Когда из операционной вывезли Бориса, «болельщики» сдвинулись к дверям реанимационной палаты. Туда, конечно, никого не пускали, только Власов — немедленно начавший помогать сестрам и анестезиологам: что-то подносить, поддерживать — беспрепятственно входил в палату.
— Порядок, ребята! — бодро докладывал он, появляясь в очередной раз в коридоре. — Сослуживец проснулся. Прасковья Михайловна сказала ему, что пока все в порядке и там.
— Неужто спасут? — с волнением выдохнул кто-то, высказав наконец тревоживший всех вопрос.
— А ты сомневался, сослуживец? Вот с кем бы я в разведку не пошел, — кривил рот Власов.
— Слушай, разведчик, твой обед, наверное, скис уже в тумбочке.
Власов не ходил в столовую, и один из его многочисленных приятелей засунул ему в тумбочку тарелку со вторым.
— Верно, нужно бросить что-нибудь моей язве, — согласился Власов и пояснил: — Она не любит переживаний… — И рысцой направился в свою палату.
Тузлеев сидел на койке, свесив отечные ноги и уперев взгляд прямо перед собой в пол.
Бушевавший ночью ветер утих, и снова наползли тяжелые дождевые тучи. В палате было сумеречно, пусто и неприветливо, — четвертую, дополнительную койку еще не убрали, но белье с кроватей Харитоновых унесли; полосатые матрасы придавали комнате нежилой вид.
Власов поспешно достал из тумбочки тарелку, присел на край своей койки и стал торопливо есть. Тузлеев не мигая, исподлобья, глядел на него.
— Ну, что там? — вдруг спросил он.
— Все в порядке. Бориса вывезли, — с полным ртом ответил Власов, — вот-вот кончат пришивать почку.
— Может, и обойдется все, — глухо сказал Тузлеев.
— Обязательно обойдется, сослуживец, — подтвердил Власов, нажимая на картофельное пюре.
Некоторое время оба молчали, потом Тузлеев сказал:
— Я своего дружка из боя выволакивал, когда меня садануло. А он, оказывается, мертвым уже был…
Власов оторопело, открыв рот, смотрел на Тузлеева, но тот снова недвижно уставился в пол, сгорбившийся, отрешенный от окружающего старик. О чем он думал сейчас? О том бое, о смерти своих фронтовых друзей, о бесполезной своей жертве?.. Может, и не был еще мертв тогда его друг? И последней его мыслью все же было — не оставил?.. Ныло, сжималось сердце в груди. Боль становилась все острее, катилась от живота к горлу. Привычная, но всегда пугающая боль. Тяжелая и страшная, возможно, даже не такая сильная, как от ран, но наполнявшая до краев смертельной тоской. Нитроглицерин лежал на тумбочке, Тузлеев не мог дотянуться до него, простонал, обращаясь к Власову:
— Да-ай!
Власов вскочил, отбросив на одеяло вилку, вытряс из стеклянного тюбика мелкие таблетки, протянул Тузлееву. Тот судорожно сунул одну под язык, закрыл глаза. Боль отпускала медленно. Тузлеев стал, не разгибая ног, стараясь не делать лишних движений, заваливаться набок. Лечь! Вот если лечь, тогда скорее отпустит. Он знал по опыту… Власов испуганно склонился над ним, громко звал:
— Сослуживец, э, сослуживец!.. Папаша… Открой глаза. Ну, что ты?.. Погоди! Я сейчас врача кликну…

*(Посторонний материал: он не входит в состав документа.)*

PR #9155, opened 2026-03-05
More refactoring in Canon.cpp

ricrogz:
This does:

- Convert `bondDirCounts` and `atomDirCounts` into a ~`vector<char>`~ `vector<int8_t>`, since the counts are expected to be low (they should be 2 at most, but the accounting is bugged, and they can go higher; I'll fix this in an upcoming PR that I'm still working on).

-  Remove the `cycles` variable, which is passed around, but never used or changed.

- Move `ringStereoChemAdjusted` into the `if (doIsomericSmiles)`, since it's never used outside of it.

- Move the declaration of `cyclesAvailable` into `canonicalizeFragment`, change it's type to a bitset (it's always 0/1), and change `MAX_CYCLES` to `1024`, to make full use of the bitset. At some point, we should make this allocation dynamic, or at least, add a check on the number of rings, just in case someone tries to work with something with LOTS of rings...

- Fix the way we create a copy of `colors` in `canonicalDFSTraversal()`: the way it was done, we ended up allocating twice as many `tcolors` as we need, leaving half of them with the default value (this was probably a typo, using `tcolors.resize(colors.size());` instead of tcolors.reserve(colors.size());).

- Remove `directTravList` and `cycleEndList` in `dfsBuildStack()`, which are never used.
 
- modernizing the loop in `isUnsaturated()`

- assigning `q->getDescription()` to a `const std::sting &` in `hasSingleHQuery()` to avoid making copies of the description string.

- Some other minor changes.

### DIFF
--- a/Code/GraphMol/Canon.cpp
+++ b/Code/GraphMol/Canon.cpp
@@ -163,8 +163,8 @@ auto _possibleCompare = [](const PossibleType &arg1, const PossibleType &arg2) {
 //
 void canonicalizeDoubleBond(Bond *dblBond, const UINT_VECT &bondVisitOrders,
                             const UINT_VECT &atomVisitOrders,
-                            std::vector<char> &bondDirCounts,
-                            std::vector<char> &atomDirCounts) {
+                            std::vector<int8_t> &bondDirCounts,
+                            std::vector<int8_t> &atomDirCounts) {
   PRECONDITION(dblBond, "bad bond");
   PRECONDITION(dblBond->getBondType() == Bond::DOUBLE, "bad bond order");
   PRECONDITION(dblBond->getStereo() > Bond::STEREOANY, "bad bond stereo");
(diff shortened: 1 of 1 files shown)


greglandrum (approved):
LGTM

Code/GraphMol/Canon.h
```diff
@@ -17,9 +17,9 @@ class Atom;
 class Bond;
 
 namespace Canon {
-const int MAX_NATOMS = 5000;  //!< used in the canonical traversal code
-const int MAX_CYCLES = 1000;  //!< used in the canonical traversal code
-const int MAX_BONDTYPE = 32;  //!< used in the canonical traversal code
+constexpr int MAX_NATOMS = 5000;  //!< used in the canonical traversal code
+constexpr int MAX_CYCLES = 1024;  //!< used in the canonical traversal code
```
greglandrum, line 21: :-)

Issue #9151, opened 2026-03-04
PandasTools.SaveXlsxFromFrame is ignoring the remaining data in the dataframe when writing the .xlsx file


lmsigmund:
Hi RDKit team,

**Describe the bug**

— Не надо, — прошептал Тузлеев. Боль становилась все меньше, превратилась в тяжесть за грудиной, терпимую, даже приятную после отпустивших невыносимых тисков. — Не надо. Проходит… — Он открыл глаза и лежал неподвижно на боку, глядя прямо перед собой в стену.
— Ну, как? — Власов стоял рядом.
— Уже ничего.
— Фу-ты, ну-ты… Перепугал ты меня. Тебе, сослуживец, волноваться никак нельзя. Злиться, ругаться… Плюнь на все. Живи себе тихо. Мы уж, помоложе, и за тебя поерепенимся…
— Не удалась… — тихо сказал Тузлеев.
— О чем это ты?.. — «Не свихнулся бы часом», — подумал Власов.
— Жизнь не удалась, — четко произнес старик. — Злись, не злись… Все.
— Ну, что ты, папаша, ей-богу! Для того чтобы такое сказать, человек, знаешь…
Тузлеев не слушал сбивчивых горячих слов Власова. Он думал снова о том бое, о тяжелой, обрывающей руки плащ-палатке с неподвижным телом на ней, снова, как нередко это бывало многие последние годы, старался вспомнить во всех деталях тот страшный, пропахший гарью, утопающий в жидкой грязи день. Свой трагический день. Опору всей своей жизни.